DIRECTIONS. Looking through the records that follow, determine how many lines contain "then" and reply with that number alone.

Collected data.
########

PR #726, opened 2021-09-02
Fix the issue with Eigen+OpenACC while executing on GPU

pramodk:
Update **_conspiracy theory here_** once @kotsaloscv  (and @olupton soon)
confirms that testcorenrn and channel-benchmark tests are working 😅 

Branches to use:

* neuron: master
* coreneuron: master
* nmodl: pramodk/eigen_openacc_compatibility

I quickly testcorenrn/hhkin and looks good.

@olupton : seems like there is something additional in channel-benchmark. Will look into details shortly...

Issue #311, opened 2020-04-27
Eigen compatibility with OpenACC


iomaganaris:
This issue was raised when running `nrnivmodl-core` with the following `ModelDB` model https://senselab.med.yale.edu/ModelDB/ShowModel?model=19176&file=%2fHCN2k%2fhcn2.mod#tabs-2 using `PGI 19.4` and `PGI 19.10` with the `OpenACC` backend generated from `NMODL`.
The generated `c++` file for `hcn2.mod` file contains a call to the following `Eigen solver` generated by the translation of the `DERIVATIVE` block:
```
X = Eigen::PartialPivLU<Eigen::Ref<Eigen::Matrix<double, 4, 4>>>(Jm).solve(F);
```
Compiling this file with `pgc++` there is the following issue (with `-Minfo=acc` added to the compilation flags):
```
PGCC-W-0155-External and Static variables are not supported in acc routine - _ZTVSt9exception (x86_64/core/mod2c/hcn2.cpp: 63)
std::exception::exception():
     22, include "multicore.hpp"
          32, include "membfunc.hpp"
               31, include "vector"
                    61, include "allocator.h"
                         46, include "c++allocator.h"
                              33, include "new_allocator.h"
                                   33, include "new"
                                        40, include "exception"
                                             63, Generating implicit acc routine seq
PGCC-W-0155-External and Static variables are not supported in acc routine - _ZTVSt9exception (x86_64/core/mod2c/hcn2.cpp: 63)
std::exception::exception() [subobject]:
      0, Generating implicit acc routine seq
PGCC-W-0155-External and Static variables are not supported in acc routine - _ZTVSt9exception (x86_64/core/mod2c/hcn2.cpp: 57)
std::bad_alloc::bad_alloc():
     22, include "multicore.hpp"
          32, include "membfunc.hpp"
               31, include "vector"
                    61, include "allocator.h"
                         46, include "c++allocator.h"
                              33, include "new_allocator.h"
                                   33, include "new"
                                        57, Generating implicit acc routine seq
```
This was due to throwing an exception in https://gitlab.com/libeigen/eigen/-/blob/master/Eigen/src/Core/util/Memory.h#L70.
[...]

Issue #135, opened 2019-04-06
Issue with newton solver when used with OpenACC backend


pramodk:
If I compile newton solver example with OpenACC backend we get:

```
Eigen::internal::scalar_sum_op<double, double>::operator ()(const double &, const double &) const:
     31, include "newton.hpp"
          14, include "LU"
               11, include "Core"
                    73, include "cassert"
                        120, include "Core"
                             219, include "BinaryFunctors.h"
                                   42, Generating implicit acc routine seq
                                       Generating acc routine seq
                                       Generating Tesla code
                             240, include "EigenBase.h"
                             243, include "CoreEvaluators.h"
                             261, include "Matrix.h"
                             265, include "CwiseUnaryOp.h"
                             269, include "Dot.h"
                             279, include "Transpose.h"
                             283, include "Redux.h"
PGCC-W-0155-Compiler failed to translate accelerator region (see -Minfo messages): Unsupported type 256. (/gpfs/bbp.cscs.ch/project/proj20/pramod_scratch/SC_BENCHMARKS/paper/coreneuron/build/coreneuron/cacumm.cpp: 1)
const double Eigen::internal::scalar_sum_op<double, double>::predux<__m128d>(const T1 &) const:
     31, include "newton.hpp"
          14, include "LU"
               11, include "Core"
                    73, include "cassert"
                        120, include "Core"
                             219, include "BinaryFunctors.h"
                                   48, Generating implicit acc routine seq
                                       Generating acc routine seq
                                       Generating Tesla code
                                      718, Accelerator restriction: unsupported operation: LDQ
                             240, include "EigenBase.h"
                             243, include "CoreEvaluators.h"
                             261, include "Matrix.h"
                             265, include "CwiseUnaryOp.h"
                             269, include "Dot.h"
                             279, include "Transpose.h"
                             283, include "Redux.h"
PGCC-F-0704-Compilation aborted due to previous errors. (/gpfs/bbp.cscs.ch/project/proj20/pramod_scratch/SC_BENCHMARKS/paper/coreneuron/build/coreneuron/cacumm.cpp)
```

PR #728, opened 2021-09-06
Compatibility issues between Eigen and GPUs (OpenACC/CUDA)

kotsaloscv:
This PR solves the compatibility issues between Eigen and GPUs (OpenACC/CUDA).

Two factors contribute to the above solution:

1. New Eigen branch (version 3.5 and above). Currently we are using a mirrored version of Eigen (https://github.com/BlueBrain/eigen/releases/tag/v3.5-alpha.1).
2. An API that makes possible to call any Eigen `__device__` function from within OpenACC regions. In more details, Eigen-3.5+ provides better GPU support; however, some functions cannot be called directly from within OpenACC regions. Therefore, we need to wrap them in a special API (decorate them with `__device__` & `acc routine` tokens), which allows us to eventually call them from OpenACC. Calling these functions from CUDA kernels presents no issue ...

This PR closes/replaces the following PRs:

1. #690 
2. #726 

**This PR works in combination with CoreNEURON's PR # 624 (minor changes to include the new Eigen API).**

This PR closes the following issues:

1. #311 
2. #135

### DIFF
--- a/src/codegen/codegen_acc_visitor.cpp
+++ b/src/codegen/codegen_acc_visitor.cpp
@@ -7,6 +7,9 @@
 
 #include "codegen/codegen_acc_visitor.hpp"
 
+#include "ast/eigen_linear_solver_block.hpp"
+#include "ast/integer.hpp"
+
 
 using namespace fmt::literals;
 
@@ -73,6 +76,15 @@ void CodegenAccVisitor::print_backend_includes() {
         printer->add_line("#include <cuda_runtime_api.h>");
         printer->add_line("#include <openacc.h>");
     }
+
+    if (info.eigen_linear_solver_exist && std::accumulate(info.state_vars.begin(),
+                                                          info.state_vars.end(),
+                                                          0,
+                                                          [](int l, const SymbolType& variable) {
+                                                              return l += variable->get_length();
+                                                          }) > 4) {
+        printer->add_line("#include <partial_piv_lu/partial_piv_lu.h>");
+    }
 }
 
 
@@ -122,6 +134,23 @@ void CodegenAccVisitor::print_abort_routine() const {
 
 void CodegenAccVisitor::print_net_send_buffering_grow() {
     // can not grow buffer during gpu execution
+}
+
+void CodegenAccVisitor::print_eigen_linear_solver(const std::string& float_type,
+                                                  int N,
+                                                  const std::string& X,
+                                                  const std::string& Jm,
+                                                  const std::string& F) {
+    if (N <= 4) {
+        printer->add_line("{0} = {1}.inverse()*{2};"_format(X, Jm, F));
+    } else {
+        // Eigen-3.5+ provides better GPU support. However, some functions cannot be called directly
+        // from within an OpenACC region. Therefore, we need to wrap them in a special API (decorate
+        // them with
+        // __device__ & acc routine tokens), which allows us to eventually call them from OpenACC.
+        // Calling these functions from CUDA kernels presents no issue ...
+        printer->add_line("{0} = partialPivLu<{1}>({2}, {3});"_format(X, N, Jm, F));
+    }
 }
 
 /**
--- a/src/codegen/codegen_acc_visitor.cpp
+++ b/src/codegen/codegen_acc_visitor.cpp
@@ -138,18 +138,13 @@ void CodegenAccVisitor::print_net_send_buffering_grow() {
 
 void CodegenAccVisitor::print_eigen_linear_solver(const std::string& float_type,
                                                   int N,
-                                                  const std::string& X,
+                                                  const std::string& Xm,
                                                   const std::string& Jm,
-                                                  const std::string& F) {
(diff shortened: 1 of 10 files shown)


src/codegen/codegen_acc_visitor.cpp
```diff
@@ -124,6 +136,18 @@ void CodegenAccVisitor::print_net_send_buffering_grow() {
     // can not grow buffer during gpu execution
 }
 
+void CodegenAccVisitor::print_eigen_linear_solver(const std::string& float_type,
+                                                  int N,
+                                                  const std::string& Xm,
```
iomaganaris, line 141:
```suggestion
                                                  const std::string& X,
```
Should this be like this to follow the declaration of the function in the header file or change the name of the variable in the declaration?

src/codegen/codegen_c_visitor.hpp
```diff
@@ -1898,6 +1899,11 @@ class CodegenCVisitor: public visitor::ConstAstVisitor {
     void visit_function_call(const ast::FunctionCall& node) override;
     void visit_eigen_newton_solver_block(const ast::EigenNewtonSolverBlock& node) override;
     void visit_eigen_linear_solver_block(const ast::EigenLinearSolverBlock& node) override;
+    virtual void print_eigen_linear_solver(const std::string& float_type,
+                                           int N,
+                                           const std::string& X,
```
iomaganaris, line 1904: Same here with the naming of the variable `X`?

src/codegen/codegen_c_visitor.cpp
```diff
@@ -1779,13 +1785,16 @@ void CodegenCVisitor::visit_eigen_newton_solver_block(const ast::EigenNewtonSolv
...
     std::string J = find_var_unique_name("J");
     std::string Jm = find_var_unique_name("Jm");
     std::string F = find_var_unique_name("F");
+    std::string Fm = find_var_unique_name("Fm");
 
     auto float_type = default_float_data_type();
     int N = node.get_n_state_vars()->get_value();
-    printer->add_line("Eigen::Matrix<{}, {}, 1> {};"_format(float_type, N, X));
+    printer->add_line("Eigen::Matrix<{}, {}, 1> {};"_format(float_type, N, Xm));
+    printer->add_line("{}* {} = {}.data();"_format(float_type, X, Xm));
```
iomaganaris, line 1797: I was wondering what is the purpose of defining the variable `X`, since I don't see it being used

iomaganaris (commented):
LGTM. Just a few questions

src/codegen/codegen_c_visitor.cpp
kotsaloscv: The variables X, F & J are used in the generated code defined in :
```
print_statement_block(*node.get_initialize_block(), false, false);
print_statement_block(*node.get_setup_x_block(), false, false);
```
So all of them are used.

iomaganaris: Aha, I see now. Thanks for the clarification :+1:

iomaganaris (approved):

src/solver/newton/newton.hpp
```diff
@@ -15,6 +15,10 @@
  * \brief Implementation of Newton method for solving system of non-linear equations
  */
 
+#if defined(_OPENACC) && !defined(DISABLE_OPENACC)
```
pramodk, line 18: Just a note: this will be also used in cuda backend. So this could be below?
```suggestion
#if (defined(__CUDACC__) || defined(_OPENACC)) && !defined(DISABLE_OPENACC)
```

src/solver/newton/newton.hpp
```diff
@@ -69,9 +73,13 @@ EIGEN_DEVICE_FUNC int newton_solver(Eigen::Matrix<double, N, 1>& X,
             // we have converged: return iteration count
             return iter;
         }
+#if defined(_OPENACC) && !defined(DISABLE_OPENACC)
```
pramodk, line 76: same

src/solver/newton/newton.hpp
```diff
@@ -142,10 +150,13 @@ EIGEN_DEVICE_FUNC int newton_numerical_diff_solver(Eigen::Matrix<double, N, 1>&
             // restore X
             X[i] += dX;
         }
-        // update X
-        // use in-place LU decomposition of J with partial pivoting
+#if defined(_OPENACC) && !defined(DISABLE_OPENACC)
+        X -= partialPivLu<N>(J, F);
+#else
```
pramodk, line 155: same

pramodk (approved):
Apart from minor comment, LGTM

src/solver/newton/newton.hpp
kotsaloscv: From within CUDA kernels, we can call immediately this eigen function and therefore no need to call the wrapper

pramodk: Oh ok. Perfect!

PR #730, opened 2021-09-06
Fix race condition issue with STEADYSTATE code generation on GPU backends

### LINKED ISSUE #729: Race condition in OpenACC/GPU code generation with STEADYSTATE
Consider [SH_na8st.mod](https://github.com/pramodk/reduced_dentate/blob/master/mechanisms/SH_na8st.mod) from reduced_dentate model which has `STEADYSTATE`:

```python
BREAKPOINT {
    SOLVE kin METHOD sparse
    g = gbar*o
    ina = g*(v - ena)*(1e-3)
}

INITIAL { SOLVE kin STEADYSTATE sparse }

KINETIC kin {
    rates(v)
    ~ c1 <-> c2 (a1, b1)
    ~ c2 <-> c3 (a2, b2)
    ~ c3 <-> o (a3, b3)
    ~ i1 <-> i2 (a1, b1)
    ~ i2 <-> i3 (a2, b2)
    ~ i3 <-> i4 (a3, b3)
    ~ i1 <-> c1 (ah, bh)
    ~ i2 <-> c2 (ah, bh)
    ~ i3 <-> c3 (ah, bh)
    ~ i4 <-> o  (ah, bh)
    CONSERVE c1 + c2 + c3 + i1 + i2 + i3 + i4 + o = 1
}
```

which results into following OpenACC code:

```cpp
    /** initialize channel */
    void nrn_init_na8st(NrnThread* nt, Memb_list* ml, int type) {
        #pragma acc data present(nt, ml, na8st_global) if(nt->compute_gpu)
        {
            int nodecount = ml->nodecount;
            int pnodecount = ml->_nodecount_padded;
            const int* __restrict__ node_index = ml->nodeindices;
            double* __restrict__ data = ml->data;
            const double* __restrict__ voltage = nt->_actual_v;
            Datum* __restrict__ indexes = ml->pdata;
            ThreadDatum* __restrict__ thread = ml->_thread;

            setup_instance(nt, ml);
            na8st_Instance* __restrict__ inst = (na8st_Instance*) ml->instance;
...
            #pragma acc update device (na8st_global)
            if (_nrn_skip_initmodel == 0) {
                int start = 0;
                int end = nodecount;
                #pragma acc parallel loop seq present(inst, node_index, data, voltage, indexes, thread) \
                    copyin(X[0:DIM], F[0:DIM], pivot[0:DIM], J[0:64]) if(nt->compute_gpu)
                for (int id = start; id < end; id++) {
                    int node_id = node_index[id];
....
                    Eigen::Matrix<double, 8, 1> Xm, Fm;
                    Eigen::Matrix<double, 8, 8> Jm;
                    double* X = Xm.data();
                    double* J = Jm.data();
                    double* F = Fm.data();
                    double dt_saved_value, old_c1, old_c2, old_c3, old_i1, old_i2, old_i3, old_i4;
                    dt_saved_value = nt->_dt;
                    nt->_dt = 1000000000.0;
                    
...

                    inst->c1[id] = X[0];
                    inst->c2[id] = X[1];
                    inst->c3[id] = X[2];
                    inst->i1[id] = X[3];
                    inst->i2[id] = X[4];
                    inst->i3[id] = X[5];
                    inst->i4[id] = X[6];
                    inst->o[id] = X[7];
                    nt->_dt = dt_saved_value;
```

Notice the update of `nt->_dt` in the for loop: if the mechanisms are executed in parallel (SIMD or GPU execution) then this will result into race condition.

See why `dt` is changed in:
* here: https://github.com/BlueBrain/nmodl/blob/1321c7b78b40331605caaa6a3d8b4bf6417214a8/src/visitors/steadystate_visitor.hpp#L29
* here: https://github.com/BlueBrain/nmodl/blob/1321c7b78b40331605caaa6a3d8b4bf6417214a8/src/visitors/steadystate_visitor.cpp#L58

pramodk:
* update of dt was done inside parallel/SIMD for loop
 * this leads to race condition and random failures on GPU
 * handle update of dt in code generation backend: pull dt
   update outside loop.
 * CUDA backend doesn't handle these updates yet. This should
   be handled in separate PR.
* Added new statement type `UpdateDt` because we can easily
   search and pull it outside loop to avoid the race condition.

fixes #729

### DIFF
--- a/src/codegen/codegen_acc_visitor.cpp
+++ b/src/codegen/codegen_acc_visitor.cpp
@@ -297,5 +297,10 @@ void CodegenAccVisitor::print_net_send_buf_count_update_to_device() const {
     printer->add_line("#pragma acc update device(nsb->_cnt) if (nt->compute_gpu)");
 }
 
+void CodegenAccVisitor::print_dt_update_to_device() const {
+    printer->add_line("#pragma acc update device({}) if (nt->compute_gpu)"_format(
+        get_variable_name(naming::NTHREAD_DT_VARIABLE)));
+}
+
 }  // namespace codegen
 }  // namespace nmodl
--- a/src/codegen/codegen_acc_visitor.hpp
+++ b/src/codegen/codegen_acc_visitor.hpp
@@ -100,6 +100,9 @@ class CodegenAccVisitor: public CodegenCVisitor {
     // update NetSendBuffer_t count from host to device
     virtual void print_net_send_buf_count_update_to_device() const override;
 
+    // update dt from host to device
+    virtual void print_dt_update_to_device() const override;
+
     // synchronise/wait on stream specific to NrnThread
     virtual void print_device_stream_wait() const override;
 
--- a/src/codegen/codegen_c_visitor.cpp
+++ b/src/codegen/codegen_c_visitor.cpp
@@ -318,6 +318,9 @@ void CodegenCVisitor::visit_verbatim(const Verbatim& node) {
     }
 }
 
+void CodegenCVisitor::visit_update_dt(const ast::UpdateDt& node) {
+    // dt change statement should be pulled outside already
+}
 
 /****************************************************************************************/
 /*                               Common helper routines                                 */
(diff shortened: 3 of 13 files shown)


iomaganaris (approved):
LGTM!

PR #733, opened 2021-09-15
Fix NMODL compilation when clang-format was found.

olupton:
Without this fix then building NMODL-as-a-submodule-of-CoreNEURON-as-a-submodule-of-NEURON would not
work if code formatting was enabled in NEURON following the recipe of https://github.com/neuronsimulator/nrn/pull/1460.

This was apparently because NMODL was formatting NMODL generated code using a clang-format configuration file from NEURON, which uses `Standard: Cpp03` (we should change that too). That breaks NMODL code compilation by adding a space before `_format` in `"..{}.."_format("bar")`, which is not valid.

Also change the handling of the --clang-format-opts option so that the `${NMODL_ClangFormat_OPTIONS}` option should actually work.
Previously the CMake code would generate something like:
```
  --clang-format-opts A B --clang-format-opts="--style=file"
```
where the `A B` part would then be ignored.


olupton:
GitLab CI needs https://github.com/BlueBrain/nmodl/pull/734 to pass, it's not related to this PR.

ohm314 (approved):
looks good to me!

PR #735, opened 2021-09-15
Add formatting checks to GitHub CI.

olupton:
Update GitHub Actions CI config to:
- run `clang-format` and `cmake-format` checks, so these can be dropped from the GitLab CI
- use `ninja` and `ccache` to improve performance
- not install so many packages
- test on Ubuntu 20.04 and macOS 11 too
- unfortunately **not** run the tests in parallel, because of https://github.com/BlueBrain/nmodl/issues/737

Also make the code that tries to derive the NMODL version from the git tag history fail more elegantly when the relevant information is not available (e.g. in a shallow git clone done in the CI).


olupton:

########

SOLUTION BELOW. 3